The review describes how these plastics can cross biological barriers such as the blood-brain barrier and accumulate in neural tissue. It identifies several molecular mechanisms by which plastics might contribute to neurodegeneration: protein aggregation, mitochondrial dysfunction, neuroinflammation, and disruption of gut-brain signaling.
One mechanism discussed is the acceleration of alpha-synuclein protein clumping—a hallmark of Parkinson’s disease—by nanoplastics acting as scaffolds for aggregation. In patient-derived cell models, nanoplastics increased alpha-synuclein aggregates by about 50% and reduced lysosomal degradation efficiency by around 30%. Oral exposure was shown to damage intestinal barriers and alter gut microbiome composition in animal studies.
Other findings indicate that polystyrene nanoplastics can inhibit cellular energy production pathways, increase oxidative stress, and promote neuronal death. Plastics also impair astrocyte function and can transport heavy metals that disrupt iron balance in the brain.

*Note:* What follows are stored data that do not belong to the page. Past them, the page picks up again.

PR #3671, opened 2025-11-07
Session token V2

End-rey:
Refs https://github.com/nspcc-dev/neofs-api/pull/350, https://github.com/nspcc-dev/neofs-sdk-go/pull/750

### DIFF
--- a/cmd/neofs-node/object.go
+++ b/cmd/neofs-node/object.go
@@ -17,6 +17,7 @@ import (
 	coreclient "github.com/nspcc-dev/neofs-node/pkg/core/client"
 	containercore "github.com/nspcc-dev/neofs-node/pkg/core/container"
 	"github.com/nspcc-dev/neofs-node/pkg/core/netmap"
+	"github.com/nspcc-dev/neofs-node/pkg/core/nns"
 	objectcore "github.com/nspcc-dev/neofs-node/pkg/core/object"
 	"github.com/nspcc-dev/neofs-node/pkg/local_object_storage/engine"
 	morphClient "github.com/nspcc-dev/neofs-node/pkg/morph/client"
@@ -49,6 +50,7 @@ import (
 	protoobject "github.com/nspcc-dev/neofs-sdk-go/proto/object"
 	protosession "github.com/nspcc-dev/neofs-sdk-go/proto/session"
 	apireputation "github.com/nspcc-dev/neofs-sdk-go/reputation"
+	sessionv2 "github.com/nspcc-dev/neofs-sdk-go/session/v2"
 	"github.com/nspcc-dev/neofs-sdk-go/user"
 	"github.com/nspcc-dev/neofs-sdk-go/version"
 	"go.uber.org/zap"
@@ -217,11 +219,14 @@ func initObjectService(c *cfg) {
 
 	c.workers = append(c.workers, c.policer)
 
+	nnsResolver := nns.NewResolver(c.cli)
+
 	sGet := getsvc.New(c,
 		getsvc.WithLogger(c.log),
 		getsvc.WithLocalStorageEngine(ls),
 		getsvc.WithClientConstructor(coreConstructor),
 		getsvc.WithKeyStorage(keyStorage),
+		getsvc.WithNNSResolver(nnsResolver),
 	)
 
 	*c.cfgObject.getSvc = *sGet // need smth better
@@ -235,6 +240,7 @@ func initObjectService(c *cfg) {
 		searchsvc.WithLocalStorageEngine(ls),
 		searchsvc.WithClientConstructor(coreConstructor),
 		searchsvc.WithKeyStorage(keyStorage),
+		searchsvc.WithNNSResolver(nnsResolver),
 	)
 
 	mNumber, err := c.cli.MagicNumber()
@@ -256,6 +262,7 @@ func initObjectService(c *cfg) {
 		putsvc.WithLogger(c.log),
 		putsvc.WithSplitChainVerifier(split.NewVerifier(sGet)),
 		putsvc.WithTombstoneVerifier(tombstone.NewVerifier(os)),
+		putsvc.WithNNSResolver(nnsResolver),
 	)
 
 	sDelete := deletesvc.New(
@@ -268,6 +275,7 @@ func initObjectService(c *cfg) {
 			cfg: c,
 		}),
 		deletesvc.WithKeyStorage(keyStorage),
+		deletesvc.WithNNSResolver(nnsResolver),
 	)
 
 	objSvc := &objectSvc{
@@ -294,6 +302,7 @@ func initObjectService(c *cfg) {
 			netmapContract: c.nCli,
 		}),
 		v2.WithContainerSource(c.cnrSrc),
+		v2.WithTimeProvider(&c.chainTime),
 	)
 	addNewEpochAsyncNotificationHandler(c, func(event.Event) {
 		aclSvc.ResetTokenCheckCache()
@@ -619,6 +628,14 @@ func (x storageForObjectService) VerifyAndStoreObjectLocally(obj object.Object) 
 
 func (x storageForObjectService) GetSessionPrivateKey(usr user.ID, uid uuid.UUID) (ecdsa.PrivateKey, error) {
 	k, err := x.keys.GetKey(&util.SessionInfo{ID: uid, Owner: usr})
+	if err != nil {
+		return ecdsa.PrivateKey{}, err
+	}
+	return *k, nil
+}
+
+func (x storageForObjectService) GetSessionV2PrivateKey(issuer user.ID, subjects []sessionv2.Target) (ecdsa.PrivateKey, error) {
+	k, err := x.keys.GetKeyBySubjects(issuer, subjects)
 	if err != nil {
 		return ecdsa.PrivateKey{}, err
 	}
--- a/pkg/core/object/fmt.go
+++ b/pkg/core/object/fmt.go
@@ -10,13 +10,16 @@ import (
 	"github.com/nspcc-dev/neo-go/pkg/core/transaction"
 	"github.com/nspcc-dev/neo-go/pkg/neorpc/result"
 	"github.com/nspcc-dev/neo-go/pkg/smartcontract/trigger"
+	"github.com/nspcc-dev/neo-go/pkg/util"
 	icrypto "github.com/nspcc-dev/neofs-node/internal/crypto"
 	"github.com/nspcc-dev/neofs-node/pkg/core/container"
 	"github.com/nspcc-dev/neofs-node/pkg/core/netmap"
+	"github.com/nspcc-dev/neofs-node/pkg/core/nns"
 	"github.com/nspcc-dev/neofs-node/pkg/core/version"
 	cid "github.com/nspcc-dev/neofs-sdk-go/container/id"
 	"github.com/nspcc-dev/neofs-sdk-go/object"
 	oid "github.com/nspcc-dev/neofs-sdk-go/object/id"
+	"github.com/nspcc-dev/neofs-sdk-go/session/v2"
 )
 
 // FormatValidator represents an object format validator.
@@ -25,6 +28,7 @@ type FormatValidator struct {
 	fsChain        FSChain
 	netmapContract NetmapContract
 	containers     container.Source
+	resolver       session.NNSResolver
 }
 
 // FormatValidatorOption represents a FormatValidator constructor option.
@@ -85,6 +89,7 @@ type TombVerifier interface {
 // [FormatValidator] to work.
 type FSChain interface {
 	InvokeContainedScript(tx *transaction.Transaction, header *block.Header, _ *trigger.Type, _ *bool) (*result.Invoke, error)
+	HasUserInNNS(name string, addr util.Uint160) (bool, error)
 }
 
 // NetmapContract represents Netmap contract deployed in the FS chain required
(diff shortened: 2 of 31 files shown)


pkg/services/container/server.go
```diff
@@ -100,15 +106,42 @@ type sessionTokenCommonCheckResult struct {
...
 
+type sessionTokenV2CommonCheckResult struct {
+	token sessionv2.Token
+	err   error
+}
+
+type nnsResolver struct {
+	fsChain FSChain
+
+	nnsCache *lru.Cache[string, bool]
```
carpawell: nns checks never expire (if size is big enough)?

pkg/services/object/put/service_test.go
```diff
@@ -405,9 +530,15 @@ func testSlicingREP3(t *testing.T, cluster *testCluster, ln uint64, repNodes, cn
 
 		assertObjectIntegrity(t, restoredObj)
 		require.True(t, bytes.Equal(srcObj.Payload(), restoredObj.Payload()))
-		require.Equal(t, sessionToken, *restoredObj.SessionToken())
 		require.Equal(t, srcObj.GetContainerID(), restoredObj.GetContainerID())
-		require.Equal(t, sessionToken.Issuer(), restoredObj.Owner())
+		if isSessionTokenV2 {
+			// TODO: fix Lifetime fields different
```
carpawell: issue?

pkg/services/object/acl/v2/service.go
```diff
@@ -122,21 +192,35 @@ func New(fsChain FSChain, opts ...Option) Service {
...
 }
 
-func (b Service) getVerifiedSessionToken(mh *protosession.RequestMetaHeader, reqVerb sessionSDK.ObjectVerb, reqCnr cid.ID, reqObj oid.ID) (*sessionSDK.Object, error) {
+func (b Service) getVerifiedSessionToken(mh *protosession.RequestMetaHeader, reqVerb sessionSDK.ObjectVerb,
+	reqVerbV2 sessionSDKv2.Verb, reqCnr cid.ID, reqObj oid.ID) (verifiedSession, error) {
 	for omh := mh.GetOrigin(); omh != nil; omh = mh.GetOrigin() {
 		mh = omh
 	}
+
+	mV2 := mh.GetSessionTokenV2()
```
carpawell: can you, please, tell me or point me to the place where there are no tokens and storage nodes are still trying to PUT object? i think with sessionV2 support, we have changed the rules. i think almost every PUT now should be sessionV2-ed; otherwise, our new feature is not fully supported, imo. in practice, i think we should force the use of some session or accept only fully prepared objects. placing objects in an open container just because it is allowed to be owned by anyone (and without sessions, SNs own every object they have handled) is weird, imo
@roman-khimov, @cthulhu-rider

roman-khimov: Keep as is.

pkg/services/container/server.go
```diff
@@ -242,6 +287,81 @@ func (s *Server) checkSessionIssuer(id cid.ID, issuer user.ID) error {
 	return nil
 }
 
+func (s *Server) getVerifiedSessionTokenV2FromMetaHeader(mh *protosession.RequestMetaHeader, reqVerb sessionv2.Verb, reqCnr cid.ID) (*sessionv2.Token, []byte, error) {
+	for omh := mh.GetOrigin(); omh != nil; omh = mh.GetOrigin() {
```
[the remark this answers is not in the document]
roman-khimov: SNs don't need to sign tokens for each other normally.

pkg/services/container/server_test.go
```diff
@@ -128,6 +133,10 @@ func (x testFSChain) InvokeContainedScript(*transaction.Transaction, *block.Head
 	panic("unimplemented")
 }
 
+func (testFSChain) HasUserInNNS(string, neoutil.Uint160) (bool, error) {
```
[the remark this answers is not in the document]
End-rey: Added.

cmd/neofs-cli/modules/object/util.go
```diff
@@ -406,26 +408,43 @@ func CreateSessionV2(cmd *cobra.Command, dst SessionPrm, key *ecdsa.PrivateKey,
...
+			if err != nil {
+				return fmt.Errorf("set V2 session objects: %w", err)
+			}
+		}
+		contexts = []sessionv2.Context{ctx2}
 	case *client.PrmObjectDelete:
-		verb = sessionv2.VerbObjectDelete
+		// For DELETE, create context with two verbs:
+		// 1. DELETE for the deleted object
+		// 2. PUT for the tombstone
```
roman-khimov: Shouldn't be required, tombstone PUT is DELETE ACL-wise.

pkg/services/container/server.go
```diff
@@ -242,6 +293,81 @@ func (s *Server) checkSessionIssuer(id cid.ID, issuer user.ID) error {
...
+
+	ok, err := token.AssertAuthority(user.NewFromECDSAPublicKey(s.signer.PublicKey), s.resolver)
+	if err != nil {
+		return token, fmt.Errorf("check v2 token authority: %w", err)
+	}
+	if !ok {
+		return token, errors.New("v2 token doesn't authorize this node")
+	}
+
+	currentTime := time.Now()
```
roman-khimov: Technically the latest blockchain time should be used here. Local time can be manipulated, blockchain time not really. But this can be left in a separate issue if we don't have a good source of this data currently.

pkg/services/object/acl/v2/service.go
```diff
@@ -202,6 +290,103 @@ func (b Service) verifySessionTokenAgainstRequest(token sessionSDK.Object, reqVe
...
+	for origin != nil {
+		sig, ok := origin.Signature()
+		if !ok {
+			return nil, errors.New("missing signature in V2 session token")
+		}
+		key = sig.PublicKeyBytes()
+		origin = origin.Origin()
+	}
+
+	neoPub, err := keys.NewPublicKeyFromBytes(key, elliptic.P256())
```
roman-khimov: Can be an N3 signature at any step of v2 chain.

pkg/services/object/acl/v2/service.go
```diff
@@ -202,6 +290,103 @@ func (b Service) verifySessionTokenAgainstRequest(token sessionSDK.Object, reqVe
...
+	if !token.ValidAt(currentTime) {
+		return token, fmt.Errorf("%s: V2 token is invalid at %s Unix time", invalidRequestMessage, currentTime)
+	}
+
+	return token, nil
+}
+
+func (b Service) verifySessionTokenV2AgainstRequest(token sessionSDKv2.Token, reqVerb sessionSDKv2.Verb, reqCnr cid.ID, reqObj oid.ID) error {
+	// When we PUT a tombstone, the requested object is not zero,
+	// but the session is not bound to it because the user cannot predict its ID.
```
roman-khimov: Something has to substitute it for associated ID above. IIRC this was the case once upon a time for v1 tokens.

cmd/neofs-cli/modules/object/util.go
End-rey: It seems strange and incorrect to me when the request changes from `PUT` for the tombstone to `DELETE` with the OID of the tombstone itself. In that case, I suggest specifying zero OID for `Put` with a tombstone here:
https://github.com/nspcc-dev/neofs-node/blob/3f6a367ade41019a7a9fce405372b33d57dc3fc7/pkg/services/object/acl/v2/service.go#L638-L646
And replace `PUT` with `DELETE`, as for token v1.

End-rey: Passed the associated ID to the function.

pkg/innerring/processors/container/common.go
```diff
@@ -112,3 +113,39 @@ func (cp *Processor) checkTokenLifetime(token session.Container) error {
...
+
+	if tok.OriginalIssuer() != v.ownerContainer {
+		return errors.New("owner differs with original token issuer")
+	}
+
+	idx, err := cp.cnrClient.Morph().BlockCount()
+	if err != nil {
+		return fmt.Errorf("get current block count: %w", err)
+	}
+	bh, err := cp.cnrClient.Morph().GetBlockHeader(idx - 1)
```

Parkinson’s disease is recognized as the second most common neurodegenerative disorder worldwide. Its incidence is increasing rapidly—faster than any other neurological condition—and environmental factors are thought to play a major role alongside aging and genetics.
The review concludes that while there is biological plausibility for a link between plastic pollution and Parkinson’s disease based on preclinical evidence, more research is needed. The authors call for large-scale human studies that combine environmental exposure data with long-term clinical follow-up to better understand potential risks.